All Modernisers Now mdi-fullscreen
Maude’s appointment as party chairman signals that Howard wants the modernisation of the Tories to be his legacy. Now everyone’s a moderniser despite whatever they said last week. Doc Fox rather weakly tried to position himself as a moderniser too, a freedom loving libertarian even, “whose instincts are economically conservative and socially liberal in tune with the diversity and aspirations of Britain in the twenty-first century”. He told the Politeia crowd some other platitudes about the reality of modern urban Britain. If it was a leadership speech it was hardly barnstorming.

Some real modernisers have been writing in the anti-Tory press about what they think the Tories need to be doing.

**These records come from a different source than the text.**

PR #992, opened 2016-04-07
[404114] Change message texts for configuration/unconfiguration of Xtext

kthoms:


eclipsewebmaster:
Issue tracker reference:
https://bugs.eclipse.org/bugs/show_bug.cgi?id=404114

plugins/org.eclipse.xtext.builder/src/org/eclipse/xtext/builder/nature/messages.properties
```diff
@@ -1,3 +1,3 @@
-NatureAddingEditorCallback_MessageDialog_Title=Add Xtext Nature
-NatureAddingEditorCallback_MessageDialog_Msg0=Do you want to add the Xtext nature to the project '
+NatureAddingEditorCallback_MessageDialog_Title=Configure Xtext
+NatureAddingEditorCallback_MessageDialog_Msg0=Do you enable Xtext for the project '
```
spoenemann: Incomplete sentence: should be
```
Do you want to enable Xtext for the project ...
```
or, in order to be more consistent with the terms used in the context menu,
```
Do you want to convert ... to an Xtext project?
```

dhuebner:
It's a very good idea, our menu entry looks a bit alien:
bildschirmfoto 2016-04-07 um 16 50 10

plugins/org.eclipse.xtext.ui.shared/plugin.properties
```diff
@@ -2,7 +2,7 @@ OpenModelElementCommand.name=Open Model Element
 OpenModelElementCommand.description=Open the declaration of an Xtext element
 XtextBuilder.name=Xtext Project Builder
 XtextNature.name=Xtext Project Nature
-XtextNatureAddAction.label=Add Xtext Nature
-XtextNatureRemoveAction.label=Remove Xtext Nature
+XtextNatureAddAction.label=Convert to Xtext project
```
svenefftinge: uppercase P

plugins/org.eclipse.xtext.ui.shared/plugin.properties
```diff
@@ -2,7 +2,7 @@ OpenModelElementCommand.name=Open Model Element
...
+XtextNatureRemoveAction.label=Unconfigure Xtext
```
svenefftinge: Should we remove this all together? Other plugins doesn't seem to support removing as well.

plugins/org.eclipse.xtext.builder/src/org/eclipse/xtext/builder/nature/messages.properties
```diff
@@ -1,3 +1,3 @@
-NatureAddingEditorCallback_MessageDialog_Title=Add Xtext Nature
-NatureAddingEditorCallback_MessageDialog_Msg0=Do you want to add the Xtext nature to the project '
+NatureAddingEditorCallback_MessageDialog_Title=Configure Xtext
```
svenefftinge: I think this should use the same lingo than the configure action, i.e. "Convert to Xtext Project" and Miro's suggestion.

plugins/org.eclipse.xtext.ui.shared/plugin.properties
kthoms: Maybe makes sense. It is unlikely that someone disables Xtext once it was configured. But if someone does want to do this, how should it be done? I think it is too prominent to have this option always in the "Configure" menu. How about having this in the project preference page? If so, shall I open a separate bug?

plugins/org.eclipse.xtext.builder/src/org/eclipse/xtext/builder/nature/messages.properties
```diff
@@ -1,3 +1,3 @@
-NatureAddingEditorCallback_MessageDialog_Title=Add Xtext Nature
-NatureAddingEditorCallback_MessageDialog_Msg0=Do you want to add the Xtext nature to the project '
-NatureAddingEditorCallback_MessageDialog_Msg1='?
+NatureAddingEditorCallback_MessageDialog_Title=Configure Xtext
+NatureAddingEditorCallback_MessageDialog_Msg0=Do you want to convert '
+NatureAddingEditorCallback_MessageDialog_Msg1='to an Xtext project?
```
spoenemann: Cosmetic: I think there should be a space between `'` and `to`.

John Bercow has been putting himself about telling the Indy and anyone else who will listen what needs to be done (he won’t run, but might be a key lieutenant). Tim Yeo said similar things in the Guardian, Alan Duncan got profiled in the Indy, Malcolm Rifkind in the Observer signaled he wants to go back to watered down socialism. All very well, but do Tories read those papers? Chaps, who elects the next Tory leader?

Guido thinks it amusing, and a sign of shrewder judgement, that only David Davis has thought to write in the Torygraph for the benefit of his potential constituency. Maude and Stephen Dorrel, neither of whom are running, are the only others to do so. Of everything so far, John O’Sullivan talked the most sense in the FT about what is going on.